PR #287, opened 2025-06-10
Fix lineinfo generation when compile_internal used (#271)

### LINKED ISSUE #271: [BUG] Setting lineinfo=true for a kernel also enable debug building.
**Describe the bug**
If I add the `lineinfo=true` parameter to a `@numba.cuda.jit()` decorator, then the kernel is generated usinga a debug build instead of an optimized build, resulting in different performance. 

1. Create the following python program using `numpy` and `numba-cuda`.
```python
import numpy as np
import numba.cuda

@numba.cuda.jit(opt=True)
def compute_mag(inp: np.ndarray, out: np.ndarray) -> None:
    idx = numba.cuda.blockIdx.x * numba.cuda.blockDim.x + numba.cuda.threadIdx.x

    out[idx] = abs(inp[idx])


arr1 = np.random.random((256000))
arr2 = np.random.random((256000))
cplx = arr1 + arr2 * 1j

result = np.zeros_like(arr1, dtype=np.float32)


compute_mag[1000, 256](cplx, result)
```

2. Profile the script using Nsight compute.

3. Modify the above program by adding the `lineinfo=True` option to the decorator on the kernel function so it looks like this:
```python
import numpy as np
import numba.cuda


@numba.cuda.jit(opt=True, lineinfo=True)
def compute_mag(inp: np.ndarray, out: np.ndarray) -> None:
    idx = numba.cuda.blockIdx.x * numba.cuda.blockDim.x + numba.cuda.threadIdx.x

    out[idx] = abs(inp[idx])


arr1 = np.random.random((256000))
arr2 = np.random.random((256000))
cplx = arr1 + arr2 * 1j

result = np.zeros_like(arr1, dtype=np.float32)


compute_mag[1000, 256](cplx, result)
```

4. Profile the modified script in Nsight compute.
5. Compare the generated SASS between the two runs, as well as the kernel runtime.

**Expected behavior**
* The generated SASS for the two runs should be identical.
* The run times should be similar.
* The only major difference is that in the second run is able to also show python source mapping for the kernel

**Actual Behavior**
The second run is much slower, and has many more generated SASS instructions, due to being built in debug mode.

<details>
<summary> SASS source comparison in Nsight compute</summary>

Image

</details>

 - Environment location: Running on a Windows 10 computer.
 - GPU: RTX5070
 - Python version: 3.13.3 (With GIL)
 - Method of numba-cuda install: `pip install numba-cuda`

**Additional context**
In CUDA C++ via Visual Studio, I am able to build a program where lineinfo is enabled, but the build is still optimized, unlike what is happening here.

gmarkall:
Lineinfo generation is broken by function implementations that generate code via `context.compile_internal()`. The root cause is that the implementation eventually reaches upstream Numba's `BaseContext._compile_subroutine_no_cache()` method, which ignores the flags in the context stack and creates new ones. The outcome of this is that the debug info kind is forgotten, leading to a default debug info kind of `"FullDebug"` being emitted, which then enables the PTX `debug` target, leading to deoptimized code.

This change works around the issue (pending a fix upstream) by overriding the `_compile_subroutine_no_cache()` implementation to use flags from the context stack when they are otherwise not provided. The fix to upstream will look like a similar modification of the method.

The `CUDAFlags` class is moved to its own module to avoid circular import dependencies between `compiler.py` and `target.py`.

Fixes #271.

### DIFF
--- a/numba_cuda/numba/cuda/compiler.py
+++ b/numba_cuda/numba/cuda/compiler.py
@@ -14,8 +14,6 @@ from numba.core.compiler import (
     sanitize_compile_result_entries,
     CompilerBase,
     DefaultPassBuilder,
-    Flags,
-    Option,
     CompileResult,
 )
 from numba.core.compiler_lock import global_compiler_lock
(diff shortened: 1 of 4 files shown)


gmarkall:
This is confirmed to resolve the original issue reported in the user's environment: https://github.com/NVIDIA/numba-cuda/issues/271#issuecomment-2961333462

= = = = = = =

■ EXERCISE DETAILS
Could you write out all the data exactly as it is given?

■ WRITTEN SOLUTION
PR #287, opened 2025-06-10
Fix lineinfo generation when compile_internal used (#271)

### LINKED ISSUE #271: [BUG] Setting lineinfo=true for a kernel also enable debug building.
**Describe the bug**
If I add the `lineinfo=true` parameter to a `@numba.cuda.jit()` decorator, then the kernel is generated usinga a debug build instead of an optimized build, resulting in different performance. 

1. Create the following python program using `numpy` and `numba-cuda`.
```python
import numpy as np
import numba.cuda

@numba.cuda.jit(opt=True)
def compute_mag(inp: np.ndarray, out: np.ndarray) -> None:
    idx = numba.cuda.blockIdx.x * numba.cuda.blockDim.x + numba.cuda.threadIdx.x

    out[idx] = abs(inp[idx])


arr1 = np.random.random((256000))
arr2 = np.random.random((256000))
cplx = arr1 + arr2 * 1j

result = np.zeros_like(arr1, dtype=np.float32)


compute_mag[1000, 256](cplx, result)
```

2. Profile the script using Nsight compute.

3. Modify the above program by adding the `lineinfo=True` option to the decorator on the kernel function so it looks like this:
```python
import numpy as np
import numba.cuda


@numba.cuda.jit(opt=True, lineinfo=True)
def compute_mag(inp: np.ndarray, out: np.ndarray) -> None:
    idx = numba.cuda.blockIdx.x * numba.cuda.blockDim.x + numba.cuda.threadIdx.x

    out[idx] = abs(inp[idx])


arr1 = np.random.random((256000))
arr2 = np.random.random((256000))
cplx = arr1 + arr2 * 1j

result = np.zeros_like(arr1, dtype=np.float32)


compute_mag[1000, 256](cplx, result)
```

4. Profile the modified script in Nsight compute.
5. Compare the generated SASS between the two runs, as well as the kernel runtime.

**Expected behavior**
* The generated SASS for the two runs should be identical.
* The run times should be similar.
* The only major difference is that in the second run is able to also show python source mapping for the kernel

**Actual Behavior**
The second run is much slower, and has many more generated SASS instructions, due to being built in debug mode.

<details>
<summary> SASS source comparison in Nsight compute</summary>

Image

</details>

 - Environment location: Running on a Windows 10 computer.
 - GPU: RTX5070
 - Python version: 3.13.3 (With GIL)
 - Method of numba-cuda install: `pip install numba-cuda`

**Additional context**
In CUDA C++ via Visual Studio, I am able to build a program where lineinfo is enabled, but the build is still optimized, unlike what is happening here.

gmarkall:
Lineinfo generation is broken by function implementations that generate code via `context.compile_internal()`. The root cause is that the implementation eventually reaches upstream Numba's `BaseContext._compile_subroutine_no_cache()` method, which ignores the flags in the context stack and creates new ones. The outcome of this is that the debug info kind is forgotten, leading to a default debug info kind of `"FullDebug"` being emitted, which then enables the PTX `debug` target, leading to deoptimized code.

This change works around the issue (pending a fix upstream) by overriding the `_compile_subroutine_no_cache()` implementation to use flags from the context stack when they are otherwise not provided. The fix to upstream will look like a similar modification of the method.

The `CUDAFlags` class is moved to its own module to avoid circular import dependencies between `compiler.py` and `target.py`.

Fixes #271.

### DIFF
--- a/numba_cuda/numba/cuda/compiler.py
+++ b/numba_cuda/numba/cuda/compiler.py
@@ -14,8 +14,6 @@ from numba.core.compiler import (
     sanitize_compile_result_entries,
     CompilerBase,
     DefaultPassBuilder,
-    Flags,
-    Option,
     CompileResult,
 )
 from numba.core.compiler_lock import global_compiler_lock
(diff shortened: 1 of 4 files shown)


gmarkall:
This is confirmed to resolve the original issue reported in the user's environment: https://github.com/NVIDIA/numba-cuda/issues/271#issuecomment-2961333462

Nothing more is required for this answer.